Thomas K. — managing director, mid-forties, trains three times a week — comes in with a sentence I hear often: "I fall asleep like a stone. But at three in the morning I'm wide awake. And then it's over." No brooding over a specific problem. Just awake. The mind runs, the body lies there. Around half past four he drifts off again briefly — and the alarm tears him out of the deepest part.

His first suspicion: too little sleep. His second: age. Both wrong. The pattern — falling asleep no problem, but staying asleep impossible, with wide-awake arousal in the second half of the night — is one of the clearest signs of a nighttime cortisol level that isn't where it belongs.

Lowering cortisol at night is therefore rarely a question of more sleep. It's a question of why the stress system won't shift into night mode. And that has causes — most of them controllable.
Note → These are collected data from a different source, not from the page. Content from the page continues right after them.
PR #5535, opened 2024-09-06
feat(linter/eslint): implement no-alert

edwinlzs:
Contributing to #479 !

Rule Details: [link](https://eslint.org/docs/latest/rules/no-alert)

Am new to the internals of parsers and linters so I kept the implementation similar to ESLint's source code

Commented out the `globalThis` test cases in the pass array meant for pre-ES2020 before `globalThis` was introduced, having clarified in the Discord that it's ok to treat the built-in `globalThis` as always present.


DonIsaac (approved):
Thanks for contributing to Oxc! This PR looks good to me, let's get it in.

PR #5548, opened 2024-09-06
fix(linter/tree-shaking): align JSXMemberExpression's report

mysteryven:
Follow up #5450.

[eslint-plugin-tree-shaking](https://github.com/lukastaegert/eslint-plugin-tree-shaking/blob/463fa1f0bef7caa2b231a38b9c3557051f506c92/src/rules/no-side-effects-in-initialization.ts#L673-L677) just report on `JSXMemberExpression.property`

CleanShot 2024-09-06 at 22 34 55@2x


overlookmotel:
Thanks very much for following up on this.

mysteryven:
> Thanks very much for following up on this.

Any issue on this plugin, just @me!

PR #5568, opened 2024-09-07
feat(oxc_cfg): add implicit return instruction

IWANABETHATGUY:
1. Adding a new InstructionKind `ImplicitReturn`
2. Adding a new `ImplicitReturn` instruction for each function body, just like biome
image

### DIFF
--- a/crates/oxc_semantic/src/builder.rs
+++ b/crates/oxc_semantic/src/builder.rs
@@ -10,7 +10,7 @@ use rustc_hash::FxHashMap;
 
 use oxc_ast::{ast::*, AstKind, Visit};
 use oxc_cfg::{
-    ControlFlowGraphBuilder, CtxCursor, CtxFlags, EdgeType, ErrorEdgeKind,
+    ControlFlowGraphBuilder, CtxCursor, CtxFlags, EdgeType, ErrorEdgeKind, InstructionKind,
     IterationInstructionKind, ReturnInstructionKind,
 };
 use oxc_diagnostics::OxcDiagnostic;
@@ -1286,7 +1286,7 @@ impl<'a> Visit<'a> for SemanticBuilder<'a> {
 
         /* cfg */
         control_flow!(self, |cfg| {
-            cfg.push_return(ret_kind, node_id);
+            cfg.push_return(ret_kind, Some(node_id));
             cfg.append_unreachable();
         });
         /* cfg */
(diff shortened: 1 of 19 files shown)


crates/oxc_semantic/src/builder.rs
```diff
@@ -1633,6 +1633,15 @@ impl<'a> Visit<'a> for SemanticBuilder<'a> {
             self.visit_function_body(body);
         }
 
+        control_flow!(self, |cfg| {
```
rzvxa, line 1636: Let's merge these 2 `control_flow!` calls.

crates/oxc_semantic/src/builder.rs
```diff
@@ -1633,6 +1633,15 @@ impl<'a> Visit<'a> for SemanticBuilder<'a> {
...
+            let c = cfg.current_basic_block();
+            if !matches!(
```
rzvxa, line 1638: Shall we use `if cfg.current_basic_block().unreachable` to detect more complex cases where somewhere up the graph we have returned?

Example:

```js
function f() {
  try {
    return g(x);
  } catch {
    return f();
  }
}
```

<details>
<summary>Before:</summary>
image
</details>

<details>
<summary>After:</summary>
image
</details>

Biome has the redundant return block but then again they always add a return block at the end, If I'm not mistaken we want to have a return and don't care for a dedicated block for it(as long as we encounter a return instruction in our path to the end of the function).

Please let me know what you think.

rzvxa (dismissed):
We should also do the same thing for the `visit_arrow_function_expression` method.

crates/oxc_semantic/src/builder.rs
IWANABETHATGUY: > Shall we use if cfg.current_basic_block().unreachable to detect more complex cases where somewhere up the graph we have returned?

I don't think we need to add a `unreachable` after a `implicit return`, because a `implicit return` must be last instruction of a function other than an `explicit return`

IWANABETHATGUY: what about  rename `ImplicitReturn` to `DummyReturn`  and don't insert a extra `unreachable`,

Boshen:
Waiting for @rzvxa to take a look.

crates/oxc_semantic/src/builder.rs
rzvxa: Now that I'm thinking about this, Maybe we can remove the unreachable instruction altogether, It was kept from the old implementation but I've added this field later on to cache some parts of the analysis from the build phase.

PR #5571, opened 2024-09-07
feat(oxc_wasm):  add `controlFlowDotString` to `oxc_wasm` 

IWANABETHATGUY:


crates/oxc_wasm/src/lib.rs
```diff
@@ -40,6 +40,9 @@ pub struct Oxc {
     #[wasm_bindgen(readonly, skip_typescript)]
     pub ir: String,
 
+    #[wasm_bindgen(readonly, skip_typescript, js_name = "debugDot")]
+    pub debug_dot: String,
```
Boshen, line 44: What is `debug_dot`? It should be something like `control_flow_graph`.

IWANABETHATGUY: It comes from the function call name, https://github.com/oxc-project/oxc/pull/5571/files#diff-2c0c75d87e0ee51363fff8c9b90b94b8bc5305ff7a8acfb29d3c51cd599b92daR203, it is just means the cfg dot representation

IWANABETHATGUY:
Merged since this pr just added another field, and I fixed the naming issue ,we could polish in the future.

Cortisol isn't the enemy. Cortisol at the wrong time is the problem.
Man lying awake in bed at night looking at the ceiling — high cortisol at night, awake at three
Photo: cottonbro studio via Pexels

Why cortisol rises at night at all — and when it becomes a problem

Cortisol has a bad reputation as a pure stress hormone. That falls short. Cortisol is your most important timekeeper for the day — a hormone that influences almost every organ and is controlled via the so-called HPA axis, the interplay of hypothalamus, pituitary gland and adrenal gland. The Cleveland Clinic describes cortisol as essential for metabolism, blood pressure, immune function and the wake-sleep rhythm — not just for the stress response.

In a healthy rhythm, cortisol follows a clear curve. Its lowest point is around midnight. It then rises slowly in the second half of the night, peaks shortly after waking — the so-called cortisol awakening response — and falls again over the day. That morning peak is intended. It gets you going.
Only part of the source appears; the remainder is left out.